WHAT IS NEEDED. Return each record shown below exactly, with none omitted.

DATA IN THIS EXERCISE.

PR #1272, opened 2016-10-17
Solves a bug in VTPR

JonWel:
The value of lnGammag was not cleared, this was creating a sort of caching issue.
(@ibell this solves the issue I was had in Paper1, I finally got it)


ibell:
Ok, glad you were able to track this down finally!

RESPONSE TO THE EXERCISE.
PR #1272, opened 2016-10-17
Solves a bug in VTPR

JonWel:
The value of lnGammag was not cleared, this was creating a sort of caching issue.
(@ibell this solves the issue I was had in Paper1, I finally got it)


ibell:
Ok, glad you were able to track this down finally!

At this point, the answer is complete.